= Collective Labor Movement =

Trade union centre in the Philippines

The Collective Labor Movement (abbreviated CLM) was a trade union centre in the Philippines. The CLM was founded in and consisted of 76 radical and liberal trade unions. It represented a regroupment of the leftist sectors of the Filipino trade union movement. CLM was the largest labour organization in the country in the years in the run-up to the Second World War.

Shortly after the May Day celebrations of 1938, 25 trade union leaders met in Manila and agreed to form the CLM as a united organization. The founding meeting of the CLM was held on June 26, 1938. Three-thousand workers participated in the conference. Represented unions included Katipunan ng mga Anak-Pawis sa Pilipinas, Katipunang Pambansa ng mga Magbubukid sa Pilipinas, Federacion Obrera de Filipinas, Aguman Ding Maldang Tagapagobra, the National Labor Union, National Employment Council, National Labor League, Philippine Chinese Labor Federation, and Federacion Obrera de Industria Tabaquera de Filipinas.
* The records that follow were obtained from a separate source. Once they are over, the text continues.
PR #2496, opened 2021-09-14
[docs-only] Running oCIS on Kubernetes

refs:


refs:
@rhafer @wkloucek could you give this first draft a try to the setup with minikube and replicate the output?

Mind that the charts I made half a year ago are using a fairly old ocis image: `owncloud/ocis:1.0.0-rc8-linux-amd64`, I would need to update them with a latest review.

Also mind that the WebUI is not entirely loading because we need a deployment with an external IDP, perhaps a Keycloak local setup with a reverse tunnel, so we don't have to deploy things elsewhere.

Comments and feedback are more than welcome!

rhafer:
>  could you give this first draft a try to the setup with minikube and replicate the output?

After a bit of a fight with my minikube setup I got this to run. :fireworks: . I still wonder a bit whether that mdns based registry is really a good fit for a kubernetes deployment. Will that really work in a multi-node setup (especially when using cni plugins a little fancier than the default)? But I guess we can work with it for a start.
Also, I guess, in a real-world setup you'd need to expose the grpc endpoint also via service objects wouldn't you? Currently those only exist for the http endpoints. 

BTW, you might wanna update your minikube to get a somewhat newer kubernetes version. 1.18 is EOL :slightly_smiling_face:

refs:
>  still wonder a bit whether that mdns based registry is really a good fit for a kubernetes deployment

No, not at all.

> Also, I guess, in a real-world setup you'd need to expose the grpc endpoint also via service objects wouldn't you? Currently those only exist for the http endpoints.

The movement was inspired by the US Congress of Industrial Organizations. The platform of the CLM advocated immediate and full independence of the Philippines, exposure of racketeering union officials, support of the social justice program of the Filipino government.

Jose M. Nava was elected president of the CLM at its founding meeting, whilst Guillermo Capadocia became the executive secretary. Other presidium members were Isabelo Tejada, Pedro Abad Santos, Mateo del Castillo, Juan Feleo, Luis Taruc, Pedro G. Castro, Antonio Paguia, Manuel Palacios, Manuel R. Joven, Mariano Ponce, Florentino Tecson, Mariano P. Balgos, Rufo Covacha, Luis Pilapil, and Luis Adriano.

Soon after the foundation of the CLM, right-wing trade union leaders began to condemn the organization as controlled by communists. In response to the founding of the CLM, the anti-communist trade unionists organized a convention in August 1938.